- _WHAT TO DO_:
Identify, in the records below, every line where the string "impact" appears, and copy each such line.

- _SUPPLIED DATA_:
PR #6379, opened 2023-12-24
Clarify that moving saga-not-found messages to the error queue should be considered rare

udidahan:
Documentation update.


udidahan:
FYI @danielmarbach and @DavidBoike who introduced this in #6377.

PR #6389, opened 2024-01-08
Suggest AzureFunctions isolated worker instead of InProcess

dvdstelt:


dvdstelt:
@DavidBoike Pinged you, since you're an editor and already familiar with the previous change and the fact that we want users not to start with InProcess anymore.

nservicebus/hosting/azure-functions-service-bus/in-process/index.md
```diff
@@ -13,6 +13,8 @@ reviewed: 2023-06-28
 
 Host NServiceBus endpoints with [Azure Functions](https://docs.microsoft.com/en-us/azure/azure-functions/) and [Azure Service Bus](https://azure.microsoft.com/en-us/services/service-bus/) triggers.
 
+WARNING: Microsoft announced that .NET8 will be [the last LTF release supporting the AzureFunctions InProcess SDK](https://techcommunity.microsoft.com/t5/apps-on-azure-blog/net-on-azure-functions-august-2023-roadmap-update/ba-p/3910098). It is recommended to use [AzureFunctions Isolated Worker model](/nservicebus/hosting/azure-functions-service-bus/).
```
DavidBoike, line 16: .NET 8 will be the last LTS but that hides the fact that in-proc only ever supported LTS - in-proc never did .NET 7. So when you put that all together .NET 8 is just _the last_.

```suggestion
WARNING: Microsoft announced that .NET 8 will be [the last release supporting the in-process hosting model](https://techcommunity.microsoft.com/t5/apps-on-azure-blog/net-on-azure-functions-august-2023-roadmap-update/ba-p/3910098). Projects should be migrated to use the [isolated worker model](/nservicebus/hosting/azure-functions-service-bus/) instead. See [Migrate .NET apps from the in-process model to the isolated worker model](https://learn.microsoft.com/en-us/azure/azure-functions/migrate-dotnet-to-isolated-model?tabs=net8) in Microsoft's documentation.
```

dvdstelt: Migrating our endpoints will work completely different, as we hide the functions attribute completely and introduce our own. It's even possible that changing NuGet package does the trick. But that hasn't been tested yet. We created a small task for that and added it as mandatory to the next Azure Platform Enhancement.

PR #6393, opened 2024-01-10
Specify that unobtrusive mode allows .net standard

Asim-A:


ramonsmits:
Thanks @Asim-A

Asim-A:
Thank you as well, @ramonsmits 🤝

---

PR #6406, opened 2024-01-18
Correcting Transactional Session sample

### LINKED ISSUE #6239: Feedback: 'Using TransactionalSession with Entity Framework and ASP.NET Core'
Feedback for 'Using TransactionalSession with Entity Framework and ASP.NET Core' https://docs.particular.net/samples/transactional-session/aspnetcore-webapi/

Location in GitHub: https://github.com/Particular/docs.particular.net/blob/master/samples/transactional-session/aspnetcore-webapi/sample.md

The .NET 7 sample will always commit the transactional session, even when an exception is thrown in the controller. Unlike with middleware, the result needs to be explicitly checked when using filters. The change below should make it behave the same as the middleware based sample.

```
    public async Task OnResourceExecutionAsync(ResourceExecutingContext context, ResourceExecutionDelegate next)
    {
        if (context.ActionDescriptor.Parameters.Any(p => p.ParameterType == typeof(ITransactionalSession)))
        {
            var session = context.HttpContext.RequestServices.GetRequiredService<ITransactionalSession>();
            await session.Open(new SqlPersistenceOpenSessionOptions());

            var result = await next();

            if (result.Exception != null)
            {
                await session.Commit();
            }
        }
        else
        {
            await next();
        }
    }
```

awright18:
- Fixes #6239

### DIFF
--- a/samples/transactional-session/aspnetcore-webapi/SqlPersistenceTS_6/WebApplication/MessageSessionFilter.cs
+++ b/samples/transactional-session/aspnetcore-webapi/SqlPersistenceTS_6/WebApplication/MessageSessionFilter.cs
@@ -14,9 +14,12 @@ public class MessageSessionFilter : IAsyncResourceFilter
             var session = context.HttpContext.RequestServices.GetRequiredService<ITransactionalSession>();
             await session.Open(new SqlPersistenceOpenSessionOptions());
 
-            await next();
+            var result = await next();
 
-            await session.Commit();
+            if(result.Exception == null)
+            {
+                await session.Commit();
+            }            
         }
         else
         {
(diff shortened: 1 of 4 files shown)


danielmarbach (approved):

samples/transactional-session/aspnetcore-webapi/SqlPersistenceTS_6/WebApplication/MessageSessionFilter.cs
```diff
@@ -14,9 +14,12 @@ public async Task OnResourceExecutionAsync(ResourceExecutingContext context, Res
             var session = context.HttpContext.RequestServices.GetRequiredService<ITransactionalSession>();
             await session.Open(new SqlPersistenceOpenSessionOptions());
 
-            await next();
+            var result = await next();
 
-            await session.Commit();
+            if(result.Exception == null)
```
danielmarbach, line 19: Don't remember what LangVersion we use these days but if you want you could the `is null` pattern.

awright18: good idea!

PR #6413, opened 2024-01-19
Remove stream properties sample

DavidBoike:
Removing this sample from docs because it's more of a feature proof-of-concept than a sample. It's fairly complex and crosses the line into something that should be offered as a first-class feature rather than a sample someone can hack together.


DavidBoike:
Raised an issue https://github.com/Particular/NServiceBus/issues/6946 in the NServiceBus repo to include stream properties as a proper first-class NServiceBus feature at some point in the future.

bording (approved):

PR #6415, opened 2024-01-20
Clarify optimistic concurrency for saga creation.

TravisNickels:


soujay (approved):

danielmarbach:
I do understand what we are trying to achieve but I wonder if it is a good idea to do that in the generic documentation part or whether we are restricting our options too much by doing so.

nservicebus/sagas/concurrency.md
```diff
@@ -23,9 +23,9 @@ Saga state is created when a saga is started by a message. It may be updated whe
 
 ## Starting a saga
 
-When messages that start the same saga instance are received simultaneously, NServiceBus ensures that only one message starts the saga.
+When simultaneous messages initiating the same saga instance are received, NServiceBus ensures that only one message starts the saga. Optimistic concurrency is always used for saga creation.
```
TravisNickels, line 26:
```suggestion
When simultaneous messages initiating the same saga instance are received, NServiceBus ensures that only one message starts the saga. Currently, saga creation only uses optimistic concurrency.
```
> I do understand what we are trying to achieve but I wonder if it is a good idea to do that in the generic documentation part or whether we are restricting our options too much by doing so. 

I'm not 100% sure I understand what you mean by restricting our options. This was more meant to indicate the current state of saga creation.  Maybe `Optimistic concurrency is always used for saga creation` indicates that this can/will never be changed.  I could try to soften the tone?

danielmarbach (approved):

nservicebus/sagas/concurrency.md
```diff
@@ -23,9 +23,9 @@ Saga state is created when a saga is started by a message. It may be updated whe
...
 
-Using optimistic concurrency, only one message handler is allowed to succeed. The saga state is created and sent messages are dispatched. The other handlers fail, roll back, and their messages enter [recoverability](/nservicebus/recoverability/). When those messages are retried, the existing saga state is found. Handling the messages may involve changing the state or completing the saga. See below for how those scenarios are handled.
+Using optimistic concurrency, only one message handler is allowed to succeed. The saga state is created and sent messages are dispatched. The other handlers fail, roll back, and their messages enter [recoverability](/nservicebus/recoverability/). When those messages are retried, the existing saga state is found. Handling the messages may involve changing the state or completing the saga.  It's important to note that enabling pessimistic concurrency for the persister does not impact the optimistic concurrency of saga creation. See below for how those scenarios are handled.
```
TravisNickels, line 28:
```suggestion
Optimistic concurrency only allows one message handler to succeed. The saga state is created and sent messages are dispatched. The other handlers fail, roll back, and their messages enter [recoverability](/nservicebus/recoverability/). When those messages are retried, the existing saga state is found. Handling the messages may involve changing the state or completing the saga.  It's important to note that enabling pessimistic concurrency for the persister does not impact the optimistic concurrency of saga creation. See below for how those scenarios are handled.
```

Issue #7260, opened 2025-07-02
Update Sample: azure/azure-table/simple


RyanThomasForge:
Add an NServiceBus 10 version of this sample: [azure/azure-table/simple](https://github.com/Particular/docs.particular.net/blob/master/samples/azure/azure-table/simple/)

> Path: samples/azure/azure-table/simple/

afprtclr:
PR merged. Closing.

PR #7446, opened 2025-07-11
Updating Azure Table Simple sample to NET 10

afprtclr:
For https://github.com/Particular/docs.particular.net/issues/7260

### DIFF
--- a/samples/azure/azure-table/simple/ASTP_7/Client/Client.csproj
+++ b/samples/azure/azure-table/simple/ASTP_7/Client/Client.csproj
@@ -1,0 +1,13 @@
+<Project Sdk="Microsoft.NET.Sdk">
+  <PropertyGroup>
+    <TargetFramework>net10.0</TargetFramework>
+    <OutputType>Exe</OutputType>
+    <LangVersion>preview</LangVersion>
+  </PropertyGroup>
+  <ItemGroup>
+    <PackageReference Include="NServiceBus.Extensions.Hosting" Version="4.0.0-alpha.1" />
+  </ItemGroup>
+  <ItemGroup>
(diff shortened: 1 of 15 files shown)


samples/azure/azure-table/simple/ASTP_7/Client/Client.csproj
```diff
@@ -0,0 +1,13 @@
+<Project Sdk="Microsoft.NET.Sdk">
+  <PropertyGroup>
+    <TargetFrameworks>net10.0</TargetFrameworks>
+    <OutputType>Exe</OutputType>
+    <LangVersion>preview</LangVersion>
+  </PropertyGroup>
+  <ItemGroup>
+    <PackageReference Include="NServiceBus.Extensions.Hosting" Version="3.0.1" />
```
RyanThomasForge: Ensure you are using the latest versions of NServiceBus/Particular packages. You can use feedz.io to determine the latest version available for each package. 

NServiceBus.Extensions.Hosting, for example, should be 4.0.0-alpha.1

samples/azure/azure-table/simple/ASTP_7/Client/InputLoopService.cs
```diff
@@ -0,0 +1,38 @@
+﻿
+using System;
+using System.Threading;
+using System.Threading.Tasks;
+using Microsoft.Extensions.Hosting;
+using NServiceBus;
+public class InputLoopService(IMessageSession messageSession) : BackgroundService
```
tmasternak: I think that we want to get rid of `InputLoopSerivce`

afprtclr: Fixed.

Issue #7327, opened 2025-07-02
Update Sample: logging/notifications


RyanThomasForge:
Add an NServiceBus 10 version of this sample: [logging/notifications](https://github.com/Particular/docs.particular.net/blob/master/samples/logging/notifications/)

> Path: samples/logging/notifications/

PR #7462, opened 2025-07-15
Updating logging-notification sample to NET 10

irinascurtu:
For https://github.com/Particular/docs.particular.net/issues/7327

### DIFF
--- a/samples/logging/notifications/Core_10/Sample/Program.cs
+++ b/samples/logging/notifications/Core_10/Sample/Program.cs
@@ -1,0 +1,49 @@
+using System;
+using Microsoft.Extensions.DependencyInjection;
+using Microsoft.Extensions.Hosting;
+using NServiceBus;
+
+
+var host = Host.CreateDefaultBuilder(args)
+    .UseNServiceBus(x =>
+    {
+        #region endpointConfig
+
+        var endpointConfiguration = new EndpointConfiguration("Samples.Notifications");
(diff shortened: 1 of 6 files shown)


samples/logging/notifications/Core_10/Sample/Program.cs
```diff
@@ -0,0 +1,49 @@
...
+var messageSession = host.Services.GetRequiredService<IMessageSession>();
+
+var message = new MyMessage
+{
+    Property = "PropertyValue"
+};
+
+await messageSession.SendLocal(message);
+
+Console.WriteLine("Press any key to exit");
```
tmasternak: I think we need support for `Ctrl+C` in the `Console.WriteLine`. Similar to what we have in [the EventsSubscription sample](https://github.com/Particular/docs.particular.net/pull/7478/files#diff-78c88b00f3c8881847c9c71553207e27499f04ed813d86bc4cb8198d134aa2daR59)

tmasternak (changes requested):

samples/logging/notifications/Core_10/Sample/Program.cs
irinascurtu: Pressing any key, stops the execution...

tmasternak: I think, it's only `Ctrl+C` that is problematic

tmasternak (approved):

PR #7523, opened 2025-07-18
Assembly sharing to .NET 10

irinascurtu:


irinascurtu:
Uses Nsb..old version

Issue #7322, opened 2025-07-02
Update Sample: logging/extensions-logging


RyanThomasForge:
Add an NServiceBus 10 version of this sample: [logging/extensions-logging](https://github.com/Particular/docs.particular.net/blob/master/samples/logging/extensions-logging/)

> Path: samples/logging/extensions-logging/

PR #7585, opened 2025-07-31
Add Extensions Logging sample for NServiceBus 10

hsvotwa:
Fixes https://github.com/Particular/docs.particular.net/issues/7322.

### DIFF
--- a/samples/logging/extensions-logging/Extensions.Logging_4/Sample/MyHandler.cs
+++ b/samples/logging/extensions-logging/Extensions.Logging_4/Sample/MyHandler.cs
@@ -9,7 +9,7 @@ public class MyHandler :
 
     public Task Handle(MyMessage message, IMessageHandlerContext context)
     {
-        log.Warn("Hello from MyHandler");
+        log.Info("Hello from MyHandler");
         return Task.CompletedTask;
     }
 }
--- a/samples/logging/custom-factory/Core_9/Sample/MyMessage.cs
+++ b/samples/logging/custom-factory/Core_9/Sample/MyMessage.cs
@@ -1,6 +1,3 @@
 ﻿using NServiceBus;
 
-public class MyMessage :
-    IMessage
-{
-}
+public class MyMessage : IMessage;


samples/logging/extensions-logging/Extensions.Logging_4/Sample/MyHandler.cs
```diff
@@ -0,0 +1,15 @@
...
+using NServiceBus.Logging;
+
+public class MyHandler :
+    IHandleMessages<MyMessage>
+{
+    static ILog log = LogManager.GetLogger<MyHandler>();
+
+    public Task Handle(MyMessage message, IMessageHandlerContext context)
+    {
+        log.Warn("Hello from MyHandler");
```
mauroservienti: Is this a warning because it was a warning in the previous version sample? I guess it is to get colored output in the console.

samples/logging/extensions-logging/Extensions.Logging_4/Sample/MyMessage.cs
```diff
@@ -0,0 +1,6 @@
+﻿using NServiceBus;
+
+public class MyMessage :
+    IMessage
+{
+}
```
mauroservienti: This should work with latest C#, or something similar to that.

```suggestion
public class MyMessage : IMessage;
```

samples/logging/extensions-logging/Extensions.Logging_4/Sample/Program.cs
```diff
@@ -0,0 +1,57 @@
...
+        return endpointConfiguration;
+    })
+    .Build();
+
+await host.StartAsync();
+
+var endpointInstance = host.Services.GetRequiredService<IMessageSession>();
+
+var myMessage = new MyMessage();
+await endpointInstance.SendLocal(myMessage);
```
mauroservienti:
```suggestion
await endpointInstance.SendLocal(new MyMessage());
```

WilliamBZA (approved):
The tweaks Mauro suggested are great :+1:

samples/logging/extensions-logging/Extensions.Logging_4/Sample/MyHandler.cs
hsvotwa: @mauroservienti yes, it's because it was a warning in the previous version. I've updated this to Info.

- _YOUR SOLUTION_:
+Using optimistic concurrency, only one message handler is allowed to succeed. The saga state is created and sent messages are dispatched. The other handlers fail, roll back, and their messages enter [recoverability](/nservicebus/recoverability/). When those messages are retried, the existing saga state is found. Handling the messages may involve changing the state or completing the saga.  It's important to note that enabling pessimistic concurrency for the persister does not impact the optimistic concurrency of saga creation. See below for how those scenarios are handled.
Optimistic concurrency only allows one message handler to succeed. The saga state is created and sent messages are dispatched. The other handlers fail, roll back, and their messages enter [recoverability](/nservicebus/recoverability/). When those messages are retried, the existing saga state is found. Handling the messages may involve changing the state or completing the saga.  It's important to note that enabling pessimistic concurrency for the persister does not impact the optimistic concurrency of saga creation. See below for how those scenarios are handled.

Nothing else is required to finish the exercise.